Genetic testing is an increasingly important means of assessing health risks. DNA tests exist for many disorders, and more are becoming available. When a disorder has a simple monogenetic basis, the tests are quite predictive. When multiple genes and/or environmental effects are involved, or when the critical gene is recessive, they are necessarily less predictive and may not offer the hoped-for reduction in uncertainty. Tests for BRCA1/BRCA2 are currently receiving much attention. Alleles of these genes rather strongly predict early-onset breast and ovarian cancer.

Psychological considerations in testing for disease risk include decisions to get testing and reactions to test results. These issues may be understood, in part, via health beliefs. The thought that one has a family history of a particular disease should increase perceived health threat and therefore the motivation for such health behaviors as seeking testing. A study by Shaw and Bassi (2001) generally supports the health belief model. However, knowledge can be distressing, and some persons may cope with the stress of possible genetic disease by avoiding information about their risk. This disengagement strategy is associated with genetically influenced personality variables and, consistent with the health belief model, with the absence of effective interventions.

Reactions to positive tests reflect some of the same factors as decisions to undergo testing. Positive results, especially for serious, genetically simple conditions must almost automatically be stressful. From the health belief perspective, once risk is established, coping becomes the issue. Whether an individual takes action or slips into fatalistic thinking should depend upon the person’s perception that their behavior could alter the threat, by belief that they can perform the necessary behaviors, and by individual psychological differences.

Another issue regarding genetic testing is the possibility that risk information will be accessed by employers or insurers, resulting in discrimination. That possibility further increases the worry some feel about testing, as Shaw and Bassi (2001) note, and creates a sense in the medical community that the risks of testing need to be considered carefully.

Genetic Counseling

Genetic counseling helps people understand genetic conditions. Counselors serve parents who might pass traits on to children and persons concerned about their own status. Much of the counseling involves explanation of the genetic “odds,” but counselors also deal with patient distress (including helplessness that may stem from seeing genetic risk as uncontrollable), refer them to support services, and serve as patient advocates. Weil’s (2000) Psychosocial Genetic Counseling provides a general introduction to psychological issues in the field.

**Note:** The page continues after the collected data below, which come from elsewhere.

PR #2332, opened 2023-02-08
Update pretty_assertions

Velfi:
## Motivation and Context

https://github.com/awslabs/aws-sdk-rust/pull/734

## Description

`pretty_assertions` v1.0 depends on an unmaintained crate. Upgrading to 1.3 will fix this.

----


jdisanti (approved):

ysaito1001 (approved):
Thank you!

crisidev:
Any reason we don't use `1.3` everywhere? Some entries are `1.3.0`

Velfi:
> Any reason we don't use `1.3` everywhere? Some entries are `1.3.0`

For some reason, I'm under the impression that libraries should use more general version numbers and that tools should use specific versions. I've done some introspection and I'm not sure where the impression comes from.

jjant:
> For some reason, I'm under the impression that libraries should use more general version numbers and that tools should use specific versions. I've done some introspection and I'm not sure where the impression comes from.

I'm not sure what you mean, cargo treats both as equivalent.

Velfi:
> I'm not sure what you mean, cargo treats both as equivalent.

Yeah, If I had any clarity I would have set the tool versions to `=1.3.0`. I'll make them all the same.

crisidev (approved):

Genetic counselors have specialized graduate degrees and have studied both medical genetics and counseling practice. They come to the field from many undergraduate backgrounds, including psychology.

Conclusions

Genetic effects are complex as well as extensive. For health psychology, one consequence of genetic effects is their implication for research results. The relationships of stress, coping, personality, and health behavior to each other and to disease will be affected by genetics. For clinical health psychology practice, the issues also include the relevance of particular assessments and interventions for particular patients. It is easy, for instance, to imagine collaborations between clinical health psychologists and genetic counselors. Furthermore, health psychology can make significant contributions to the study of human genetics/genomics by identifying important variables for investigation and by contributing to the interpretation of research findings.